The definition of particles can be found :ref:`here <particledefinition>`.

.. _finiteelementrepresentation:

Finite Element Discretization
-----------------------------
The basic ingredient of a finite element model is its geometrical representation,
which is discretized by a mesh consisting of elements and nodes.

In general, one may define a finite element mesh in two ways:

- Very simple, namely brick-shaped, meshes can be defined by a single command,
  which defines a structured mesh of this brick with equally spaced nodes
  and a given number of elements in each direction.
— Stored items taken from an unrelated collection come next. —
PR #16221, opened 2023-02-09
API Gateway Envoy Golden Listener Tests

t-eckert:
### Description

This PR adds tests that the correct Envoy configuration is produced for Envoy LDS by generating `.golden` files to test against.

* Run the `make envoy-regen` to regenerate Envoy golden files. 

### PR Checklist

* [x] updated test coverage
* [x] not a security concern


agent/proxycfg/snapshot.go
```diff
@@ -831,6 +831,10 @@ func (c *configSnapshotAPIGateway) ToIngress(datacenter string) (configSnapshotI
 }
 
 func (c *configSnapshotAPIGateway) synthesizeChains(datacenter string, protocol structs.APIGatewayListenerProtocol, port int, name string, boundListener structs.BoundAPIGatewayListener) ([]structs.IngressService, structs.Upstreams, []*structs.CompiledDiscoveryChain, error) {
+	if len(boundListener.Routes) == 0 {
```
t-eckert, line 834: Just moved this to the top of the function for clarity in circuit breaking.

agent/proxycfg/api_gateway.go
```diff
@@ -461,3 +462,49 @@ func (h *handlerAPIGateway) watchIngressLeafCert(ctx context.Context, snap *Conf
 
 	return nil
 }
+
+func (h *handlerAPIGateway) generateIngressDNSSANs(snap *ConfigSnapshot) []string {
```
andrewstucki, line 466: So, this is only used for generating additional SANs on the leaf certificate used for a TLS-based listener. Since we provision TLS independently of the leaf cert and only use the cert with its spiffe id for encrypting/verifying mesh traffic, we shouldn't need any of these SANs, so you should be able to drop this entire function and its call above.

agent/xds/listeners_test.go
```diff
@@ -527,6 +527,211 @@ func TestListenersFromSnapshot(t *testing.T) {
...
+									{Name: "http-service"},
+								},
+							},
+						},
+					},
+				}, nil)
+			},
+		},
+		{
+			name: "api-gateway-tcp-listener-with-tcp-and-http-route",
```
andrewstucki, line 665: These are good for this PR, but I'd like to see about adding some tests for things like multiple HTTP routes and/or services with the same matching criteria so that we can have something that verifies the envoy router gets generated with our proper route prioritization. Do you mind taking a stab at that in a follow-up?

agent/proxycfg/snapshot.go
andrewstucki: So, we still need to check the length of `chains` because of the conditional addition to the array. Imagine you have route refs, but you haven't triggered any of the route watches yet,  you'll wind up with an empty chain that you pass into the `Synthesize` invocation at the bottom. While it's not that big of a deal, it basically means you may be spamming logs for a bit with errors about being unable to compile empty discovery chains.

I think it may be easier just to keep the `chains` check at the bottom here.

andrewstucki (changes requested):
Definitely think you should drop the DNSSans helper, also WDYT about a follow-up PR with a bit more "unhappy" path tests?

agent/proxycfg/api_gateway.go
t-eckert: Cool, I actually wasn't 100% sure where this came in from. I saw you added it and didn't want to nuke something accidentally.

agent/proxycfg/snapshot.go
t-eckert: That's a great point! Thanks for catching that.

agent/xds/listeners_test.go
t-eckert: Certainly, I'll ping you tomorrow and we can make a list of which cases would be relevant.

andrewstucki (approved):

This is called the **domain definition** in the following.
  See :ref:`below<domaindefinition>` how it works.
- All other meshed are to be generated by external pre-processing software, see section :ref:`preprocessing`.
  In the |FOURC| input file, the mesh is included by node and element definitions.
  Of course, one may define the mesh node by node and element by element by hand, see below (:ref:`nodedefinition`)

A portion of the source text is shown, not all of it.